I think this could be true. It could also symbolize a reality you'd much rather escape into. Maybe next time try walking through the screen!*

----------


## Xaqaria

Well, my first reaction would be that it was just another dream location.

If I were to read into it, I'd say its possible that the movie theater represents the feeling of disconnection from reality. You say that you don't have friends to go out with. Perhaps you feel like you are just a passive observer in life and the way you experience reality is similar to just watching a movie, a series of events that you just watch and have no control over.

----------


## Merro

> I read this in a dream dictionary:
> 
> 
> 
> I think this could be true. It could also symbolize a reality you'd much rather escape into. Maybe next time try walking through the screen!

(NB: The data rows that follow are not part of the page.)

PR #2560, opened 2017-06-09
Portal project changes to enable populating query form selection with new react component

adamabeshouse:
# Checks
- [ ] Runs on Heroku.
  the `-s` option)
  hotfix.

### DIFF
--- a/portal/src/main/webapp/WEB-INF/jsp/index.jsp
+++ b/portal/src/main/webapp/WEB-INF/jsp/index.jsp
@@ -40,7 +40,8 @@
     <%
     String siteTitle = GlobalProperties.getTitle();
  
-  
+    String selectedCancerStudyId =
+		    (String) request.getAttribute(QueryBuilder.CANCER_STUDY_ID);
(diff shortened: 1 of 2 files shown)


portal/src/main/webapp/WEB-INF/jsp/index.jsp
```diff
@@ -57,7 +59,12 @@
 
     <jsp:attribute name="head_area" >
         <script>
-        window.loadReactApp({ defaultRoute: 'home' });
+            window.loadReactApp({ defaultRoute: 'home' });
+            window.selectedCancerStudyId = '${selectedCancerStudyId}';
```
alisman: as a rule we put the settings prior to loadReactApp invocation.   The rendering of components will sometimes be synchronous in which case the above wouldn't work.  For reasons I can explain, I will probably do this on homepage, so this is important here.

adamabeshouse: that makes sense

Issue #2534, opened 2017-06-05
Update Modify Query


onursumer:
When clicked on Modify Query button, show the query selector on top of the page, instead of inside a Modal.

PR #2566, opened 2017-06-09
Updated modify query button behavior

onursumer:
Upon clicking modify query button, showing the query selector on top of the page instead of inside a modal (fix issue #2534)

# Checks
- [ ] Runs on Heroku.
  the `-s` option)
  hotfix.

### DIFF
--- a/portal/src/main/webapp/WEB-INF/jsp/cross_cancer_results.jsp
+++ b/portal/src/main/webapp/WEB-INF/jsp/cross_cancer_results.jsp
@@ -80,11 +80,14 @@
 
 <jsp:include page="global/header.jsp" flush="true"/>
 
+<script type="text/javascript" src="js/src/modifyQuery.js?<%=GlobalProperties.getAppVersion()%>"></script>
 
 <script>
 window.appVersion = '<%=GlobalProperties.getAppVersion()%>';
     
 window.historyType = 'memory';
+
+window.maxTreeDepth = '<%=GlobalProperties.getMaxTreeDepth()%>';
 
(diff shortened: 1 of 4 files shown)


portal/src/main/webapp/WEB-INF/jsp/cross_cancer_results.jsp
```diff
@@ -80,12 +80,15 @@
...
 <jsp:include page="global/header.jsp" flush="true"/>
 
+<script type="text/javascript" src="js/src/modifyQuery.js?<%=GlobalProperties.getAppVersion()%>"></script>
 
 <script>
 window.appVersion = '<%=GlobalProperties.getAppVersion()%>';
     
 window.historyType = 'memory';
 
+window.maxTreeDepth = '<%=GlobalProperties.getMaxTreeDepth()%>';
```
inodb: Let's move this to `template.tag` if possible. Nice to keep all properties in one spot. There are a bunch of other properties for the query component such as `priorityStudies`

onursumer: @inodb Actually this variable is already in `template.tag`.

I had a discussion with @alisman already about this. It is not trivial to include `template.tag` in those files (`visualize.jsp` and `cross_cancer_results.jsp`). So this is a temporary workaround for now.

alisman: probably what we should do is put all these things in include.  That way, we don't get bit when we replace these pages.   But I'll accept this PR and then we can follow up with that.

PR #268, opened 2020-04-21
No list ffparameters

rprospero:
This removes the last references to the List class in the Forcefields classes.

This is mostly just converting types, changing names, and upgrading to algorithms.  The most surprising change is likely to be the `Q_DECLARE_SMART_POINTER_METATYPE` and `Q_DECLARE_METATYPE` in selectforcefieldwidget.h.  These were necessary to allow shared pointers to Forcefield to be stored in a QVariant.

### DIFF
--- a/src/classes/species.h
+++ b/src/classes/species.h
@@ -22,8 +22,6 @@
 #ifndef DISSOLVE_SPECIES_H
 #define DISSOLVE_SPECIES_H
 
-#include "base/charstring.h"
-#include "base/version.h"
 #include "classes/atomtypelist.h"
 #include "classes/coordinateset.h"
 #include "classes/isotopologue.h"
@@ -36,6 +34,7 @@
 #include "io/import/coordinates.h"
 #include "templates/dynamicarray.h"
 #include "templates/objectstore.h"
+#include <memory>
 
 // Forward Declarations
 class Box;
@@ -247,15 +246,15 @@ class Species : public ListItem<Species>, public ObjectStore<Species>
 	 */
       private:
 	// Forcefield to source terms from
-	Forcefield *forcefield_;
+	std::shared_ptr<Forcefield> forcefield_;
 	// Auto-generate missing intramolecular terms, and remove invalid ones
 	bool autoUpdateIntramolecularTerms_;
 
       public:
 	// Set Forcefield to source terms from
-	void setForcefield(Forcefield *ff);
+	void setForcefield(std::shared_ptr<Forcefield> ff);
 	// Return Forcefield to source terms from
-	Forcefield *forcefield() const;
+	std::shared_ptr<Forcefield> forcefield() const;
 	// Set whether to auto-generate missing intramolecular terms, and remove invalid ones
 	void setAutoUpdateIntramolecularTerms(bool b);
 	// Return whether to auto-generate missing intramolecular terms, and remove invalid ones
--- a/src/data/fflibrary.cpp
+++ b/src/data/fflibrary.cpp
@@ -80,6 +80,12 @@ std::shared_ptr<Forcefield> ForcefieldLibrary::forcefield(const char *name)
 		if (DissolveSys::sameString(ff->name(), name))
 			return ff;
 	}
+	auto it = std::find_if(forcefields().begin(),
+			       forcefields().end(),
+			       [&name](const std::shared_ptr<Forcefield> ff) {
+				 return DissolveSys::sameString(ff->name(), name);
+			       });
+	if (it == forcefields().end()) return nullptr;
 
-	return nullptr;
+	return *it;
 }
--- a/src/data/fflibrary.cpp
+++ b/src/data/fflibrary.cpp
@@ -73,19 +73,16 @@ std::vector<std::shared_ptr<Forcefield>> &ForcefieldLibrary::forcefields()
 }
 
 // Return named Forcefield, if it exists
-std::shared_ptr<Forcefield> ForcefieldLibrary::forcefield(const char *name)
+std::shared_ptr<Forcefield> ForcefieldLibrary::forcefield(const string name)
 {
 	for (auto &ff : forcefields())
 	{
-		if (DissolveSys::sameString(ff->name(), name))
+		if (DissolveSys::sameString(ff->name(), name.c_str()))
 			return ff;
 	}
-	auto it = std::find_if(forcefields().begin(),
-			       forcefields().end(),
-			       [&name](const std::shared_ptr<Forcefield> ff) {
-				 return DissolveSys::sameString(ff->name(), name);
-			       });
-	if (it == forcefields().end()) return nullptr;
+	auto it = std::find_if(forcefields().begin(), forcefields().end(), [&name](const std::shared_ptr<Forcefield> ff) { return DissolveSys::sameString(ff->name(), name.c_str()); });
+	if (it == forcefields().end())
+		return nullptr;
 
 	return *it;
 }
--- a/src/data/fflibrary.cpp
+++ b/src/data/fflibrary.cpp
@@ -35,7 +35,7 @@
 #include "data/ff/uff.h"
 
 // Static Members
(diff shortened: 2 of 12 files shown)


rprospero:
Note that this builds on pr #266, and shouldn't be merged until that one has.  This PR is also part of Issue #257.

src/classes/species.h
```diff
@@ -251,15 +252,15 @@ class Species : public ListItem<Species>, public ObjectStore<Species>
 	 */
 	private:
 	// Forcefield to source terms from
-	Forcefield* forcefield_;
+	std::shared_ptr<Forcefield> forcefield_;
```
LamarMoore, line 255: could this be `std::unique_ptr<Forcefield>`? instead? You can reset it or move memory into it if you want to update it. For example:
 ```cpp
std::unique_ptr<Forcefield> forcefield_;

void setForcefield(std::unique_ptr<Forcefield> &&ff) {
  forcefield_= std::move(ff);
}

// Or you could implement an operator to allow a shorthand elsewhere.
void operator=(std::unique_ptr<Forcefield> &&ff) {
  forcefield_ = std::move(ff);
}
const Forcefield &forcefield() const {
  return *forcefield_;
}
```

File: src/data/fflibrary.cpp [hunk 2]
```diff
@@ -44,38 +44,39 @@ List<Forcefield> ForcefieldLibrary::forcefields_;
...
 	return forcefields_;
 }
 
 // Return named Forcefield, if it exists
-Forcefield* ForcefieldLibrary::forcefield(const char* name)
+std::shared_ptr<Forcefield> ForcefieldLibrary::forcefield(const char* name)
 {
-	ListIterator<Forcefield> ffIterator(forcefields());
-	while (Forcefield* ff = ffIterator.iterate()) if (DissolveSys::sameString(ff->name(), name)) return ff;
+	for (auto& ff : forcefields()) {
```
LamarMoore, line 77: `std::find_if`?

src/data/fflibrary.cpp
```diff
@@ -35,7 +35,7 @@
 #include "base/sysfunc.h"
 
 // Static Members
-List<Forcefield> ForcefieldLibrary::forcefields_;
+std::vector<std::shared_ptr<Forcefield>> ForcefieldLibrary::forcefields_;
```
LamarMoore, line 38: As above, can these be `unique_ptr`? Do these need to be pointers? `RegisterForcefields()` seems to hardcode all the forcefield values. Can this be part of constructing the `ForcefieldLibrary` class? Then you can just return const references.

src/data/fflibrary.cpp
```diff
@@ -44,38 +44,39 @@ List<Forcefield> ForcefieldLibrary::forcefields_;
...
 	// If the list is empty, we haven't yet constructed the list...
-	if (forcefields_.nItems() == 0) registerForcefields();
+	if (forcefields_.empty()) registerForcefields();
 
 	return forcefields_;
 }
 
 // Return named Forcefield, if it exists
-Forcefield* ForcefieldLibrary::forcefield(const char* name)
+std::shared_ptr<Forcefield> ForcefieldLibrary::forcefield(const char* name)
```
LamarMoore, line 75: `std::string` instead of `const char *`?

src/gui/addforcefieldtermswizard_funcs.cpp
```diff
@@ -222,7 +222,7 @@ bool AddForcefieldTermsWizard::progressionAllowed(int index) const
 	switch (index)
 	{
 		case (AddForcefieldTermsWizard::SelectForcefieldPage):
-			return (ui_.ForcefieldWidget->currentForcefield());
+			return (ui_.ForcefieldWidget->currentForcefield() != nullptr);
```
LamarMoore, line 225: ` return (!ui_.ForcefieldWidget->currentForcefield());` should work.

src/gui/selectforcefielddialog.h
```diff
@@ -54,7 +54,7 @@ class SelectForcefieldDialog : public QDialog
 
 	public:
 	// Run the dialog, returning the selected Forcefield
-	Forcefield* selectForcefield(Forcefield* currentFF);
+	std::shared_ptr<Forcefield> selectForcefield(std::shared_ptr<Forcefield> currentFF);
```
LamarMoore, line 57: You should probably be returning const references instead of pointers unless there is a good reason not to.

rprospero: I have a reason, though I'm not sure that it's good enough.  The UI for the dialog contains a QListWidget for the user to select their Forcefield.  This has two consequences

1) If the user cancels the dialog, the QListWidget returns null, which `selectForcefield` returns in kind.  If we move to references, we'd either need to have some sort of optional to represent this or use exceptions for this fairly common situation.

2) Currently, the QListWidget contains the Forcefield pointers inside `QVariant`.  From what I've read, QVariant cannot hold references.  It might be possible to get around this by using a Bimap between some concrete identifiers and references and having the QListWidget contain the identifiers.

src/gui/addforcefieldtermswizard_funcs.cpp
rprospero: I've changed that back.  Wasn't sure which style would be more clear.

src/data/fflibrary.cpp
rprospero: Made the change to the function signature.  I'm also going to put in an issue about looking at the DissolveSys::sameStirng function, because it's used throughout the code base.  At the very least, it can be upgraded to support std::string as well as char*.  It might also be worth looking at how often it can be replaced with `==`

src/data/fflibrary.cpp
rprospero: Unfortunately, these do have to be pointers.  Each of the Forcefield types is its own subclass, so trying to use concrete values would require a heterogeneous vector.

src/gui/selectforcefielddialog.h
trisyoungs: The UI component could be reworked to just return the name of the selected Forcefield (which we would have to force to be unique) or an empty string. The return of the optional reference could then be based on the result of the search for the named forcefield with Forcefield::find().

DanNixon: > The return of the optional reference could then be based on the result of the search for the named forcefield with Forcefield::find().

Why add a search for no reason?

src/classes/species.h
LamarMoore: Sounds like it should be a `weak_ptr<Forcefiled>`?

src/data/fflibrary.cpp
LamarMoore: @rprospero couldn't you just use polymorphism? You could use a `dynamic_pointer_cast<>` when you need specificity. Obviously here you would use `unique_ptr`.

src/classes/species.h
rprospero: If `Species` has a weak_ptr, doesn't that require that we use `shared_ptr` in the library, instead of `unique_ptr`? I didn't think it was possible to make a `weak_ptr` from a `unique_ptr`.

If we are going with `shared_ptr` inside the vector in the ForcefieldLibrary, then I'm not sure that I see the advantage of using `weak_ptr` in the `Species` class.  It's true that `Species` doesn't need ownership, but the `weak_ptr` is locked into a `shared_ptr` before use, anyway, so it would seem that all we're doing is adding an locking overhead on each call.

src/data/fflibrary.cpp
rprospero: Sorry, I didn't make myself clear.  Using *references* is prohibited, since it would require a heterogeneous vector.  Using polymorphism and some kind of smart pointer does seem like the only way to go here, though I've made my comments above on why I think that this can not be a `unique_ptr`.

src/classes/species.h
LamarMoore: True but it makes ownership clear and also you always know whether or not the pointer goes out of scope at the point of use.

PR #279, opened 2020-05-04
Add XRay - Part 2

trisyoungs:
Present PR will...

- Rename old neutron Weights class to NeutronWeights
- Add XRayWeights class

Issue #283, opened 2020-05-06
Use auto where possible


trisyoungs:
Use auto instead of (often complicated) explicit type declarations.

See clang-tidy.

trisyoungs:
Closed by merging #290

PR #284, opened 2020-05-06
Add XRay - Part 2a

trisyoungs:
Slight digression from (but related to) addition of XRay structure factor calculation, this PR will:

- Replace custom List<T> class with standard containers in Isotopologues, IsotopologueSet, and IsotopologueCollection
- Remove ListItem<T> dependence from IsotopologueWeight, Isotopologues, and IsotopologueSet

Partial work towards #257.

~One point for discussion - to overcome the inability of QVariant to store references I have just taken pointers to the objects as per the original implementation where necessary. Adam had already encountered this, but I don't recall the exact solution (if indeed one had been decided).~

The present changes are an example of where classes can straightforwardly use std::vector to manage objects over my old List class - IsotopologueCollection and its related classes are used as storage for keyword-based data, and are not referenced as pointers. Instead, the data is retrieved when needed. So, strictly we don't need the ability to use make_shared and refer to it with a weak_ptr. The GUI, however, allows the data within IsotopologueCollection to be edited, and so this is where using weak_ptr would be useful to ensure object validity. So, the choices as I see it are:
1. Keep the neatness of a std::vector of objects, and worry about how to refer to those objects by pointer in the GUI classes.
2. Move to a vector of shared_ptr, and use weak_ptr in the GUI classes.

A third option is implemented in 5c00c3c which introduces a manager class to maintain items in a QTreeWIdget as well as associate those items with references to the underlying data.

To be merged after #279.

### DIFF
--- a/src/classes/isotopologuecollection.cpp
+++ b/src/classes/isotopologuecollection.cpp
@@ -38,9 +38,8 @@ IsotopologueCollection::~IsotopologueCollection() {}
 // Remove any sets from the collection that are empty
 void IsotopologueCollection::pruneEmptySets()
 {
-	std::remove_if(isotopologueSets_.begin(), isotopologueSets_.end(), [&](IsotopologueSet &set) {
-		return set.nIsotopologues() == 0;
-	});
+	std::remove_if(isotopologueSets_.begin(), isotopologueSets_.end(),
+		       [&](IsotopologueSet &set) { return set.nIsotopologues() == 0; });
 }
 
 // Clear all existing data
@@ -51,9 +50,8 @@ void IsotopologueCollection::add(Configuration *cfg, Isotopologue *iso, double r
 {
 	printf("TRYING TO ADD ISO %s TO CFG %s...\n", iso->name(), cfg->name());
 	// Check if a set already exists for this Configuration
-	auto it = std::find_if(isotopologueSets_.begin(), isotopologueSets_.end(), [&](IsotopologueSet &set) {
-		return set.configuration() == cfg;
-	});
+	auto it = std::find_if(isotopologueSets_.begin(), isotopologueSets_.end(),
+			       [&](IsotopologueSet &set) { return set.configuration() == cfg; });
 	if (it == isotopologueSets_.end())
 	{
 		isotopologueSets_.emplace_back(this, cfg);
@@ -66,17 +64,14 @@ void IsotopologueCollection::add(Configuration *cfg, Isotopologue *iso, double r
 // Remove the specified set from the collection
 void IsotopologueCollection::remove(IsotopologueSet *set)
 {
-	std::remove_if(isotopologueSets_.begin(), isotopologueSets_.end(), [&](IsotopologueSet &data) {
-		return &data == set;
-	});
+	std::remove_if(isotopologueSets_.begin(), isotopologueSets_.end(), [&](IsotopologueSet &data) { return &data == set; });
 }
 
 // Remove the Configuration from the collection
 void IsotopologueCollection::remove(Configuration *cfg)
 {
-	std::remove_if(isotopologueSets_.begin(), isotopologueSets_.end(), [&](IsotopologueSet &set) {
-		return set.configuration() == cfg;
-	});
+	std::remove_if(isotopologueSets_.begin(), isotopologueSets_.end(),
+		       [&](IsotopologueSet &set) { return set.configuration() == cfg; });
 }
 
 // Remove the Species from the specified set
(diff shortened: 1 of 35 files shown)


src/classes/neutronweights.cpp
```diff
@@ -174,19 +167,19 @@ void Weights::calculateWeightingMatrices()
...
 	// Loop over defined Isotopologues in our defining mixtures, summing terms from (intramolecular) pairs of Atoms
-	boundWeights_ = 0.0;
+	intramolecularWeights_ = 0.0;
 	Array2D<double> intraNorm(atomTypes_.nItems(), atomTypes_.nItems(), true);
 	Array2D<bool> intraFlag(atomTypes_.nItems(), atomTypes_.nItems(), true);
 	Array2D<bool> globalFlag(atomTypes_.nItems(), atomTypes_.nItems(), true);
 	intraNorm = 0.0;
 	globalFlag = false;
-	for (Isotopologues *topes = isotopologueMixtures_.first(); topes != NULL; topes = topes->next())
+	for (auto &topes : isotopologueMixtures_)
```
LamarMoore, line 176: `const auto &`?

src/classes/neutronweights.cpp
```diff
@@ -478,27 +469,29 @@ bool Weights::broadcast(ProcessPool &procPool, const int root, const CoreData &c
 }
 
 // Check item equality
-bool Weights::equality(ProcessPool &procPool)
+bool NeutronWeights::equality(ProcessPool &procPool)
```
LamarMoore, line 472: consider removing this method if not necessary otherwise remove the guards

src/classes/xrayweights.cpp
```diff
@@ -0,0 +1,352 @@
...
+#include "classes/xrayweights.h"
+#include "base/lineparser.h"
+#include "base/processpool.h"
+#include "classes/atomtype.h"
+#include "classes/species.h"
+#include "classes/speciesinfo.h"
+#include "genericitems/array2ddouble.h"
+#include "templates/enumhelpers.h"
+
+XRayWeights::XRayWeights()
```
LamarMoore, line 31: use constructor intializer list.

src/gui/helpers/treewidgetupdater.h
```diff
@@ -133,6 +133,101 @@ template <class T, class I> class TreeWidgetUpdater
...
+		}
+	}
+
+	// Update the children of the specified parent QTreeWidgetItem
+	TreeWidgetUpdater(QTreeWidgetItem *parentItem, const std::vector<I> &data, T *functionParent,
+			  TreeWidgetChildUpdateFunction updateChildFunction)
+	{
+		int count = 0;
+
+		for (auto dataItem : data)
```
LamarMoore, line 192: `const auto &` or `auto &` this is copying items.

src/gui/keywordwidgets/isotopologuecollection_funcs.cpp
```diff
@@ -165,17 +165,20 @@ void IsotopologueCollectionKeywordWidget::addButton_clicked(bool checked)
 
 		Species *sp = isoWeight->isotopologue()->parent();
 
-		Isotopologues *topes = set->isotopologues(sp);
+		auto data = set->getIsotopologues(sp);
```
LamarMoore, line 168: auto *

src/modules/neutronsq/functions.cpp
```diff
@@ -35,11 +35,11 @@ bool NeutronSQModule::calculateWeightedGR(PartialSet &unweightedgr, PartialSet &
 		for (typeJ = typeI; typeJ < unweightedgr.nAtomTypes(); ++typeJ)
 		{
 			double weight = weights.weight(typeI, typeJ);
-			double boundWeight = weights.boundWeight(typeI, typeJ);
+			double intraWeight = weights.intramolecularWeight(typeI, typeJ);
```
LamarMoore, line 38: auto

src/templates/broadcastvector.h
```diff
@@ -0,0 +1,79 @@
...
+	/*
+	 * Constructor-only template class which iterates over a supplied sstd::vector, broadcasting the object from master
+	 * to slave processes. The items must provide the 'broadcast()' virtual.
+	 */
+	private:
+	// Result of broadcast
+	bool result_;
+
+	public:
+	BroadcastVector(ProcessPool &procPool, int root, std::vector<T> &items, const CoreData &coreData)
```
LamarMoore, line 39: Is `ProcessPool` being modified?

src/classes/isotopologuecollection.cpp
```diff
@@ -228,13 +211,12 @@ bool IsotopologueCollection::read(LineParser &parser, const CoreData &coreData)
 bool IsotopologueCollection::write(LineParser &parser)
 {
 	// Write number of Configurations in the collection
-	if (!parser.writeLineF("%i\n", isotopologueSets_.nItems()))
+	if (!parser.writeLineF("%i\n", isotopologueSets_.size()))
```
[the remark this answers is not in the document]
trisyoungs: That's a good suggestion. LineParser is YAAC (Yet Another Archaic Class) from back in the day.

src/classes/neutronweights.cpp
trisyoungs: This, and other uses of auto throughout the code, will be addressed in a forthcoming PR (related issue #283).

src/templates/broadcastvector.h
trisyoungs: No, but the class functions themselves are lazily non-const.  Depending on the upcoming change to parallelism, it may be rewritten or may potentially be removed entirely.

Hmmmm. Sounds like a plan, If I have another dream about a theater I'll try going to the screen and see if it will let me go through it. It does sound like an excellent plan. If I can try to make my self go through it though  :Sad:  Usually when I have dreams I'm on my own way.

----------


## Cacophony

*I'm sure it will let you go through the screen if you expect that it will let you. Anything is possible... especially in your mind.

I think it sounds really cool actually, something I'd like to try doing while lucid. A window to an even stranger reality, perhaps.*

----------


## Merro

> I'm sure it will let you go through the screen if you expect that it will let you. Anything is possible... especially in your mind.
> 
> I think it sounds really cool actually, something I'd like to try doing while lucid. A window to an even stranger reality, perhaps.



Yeah it would be quite cool. I wonder where it would lead you :s It reminds me of Mario to tell you the truth. I need to start practicing how to use my mind better.

----------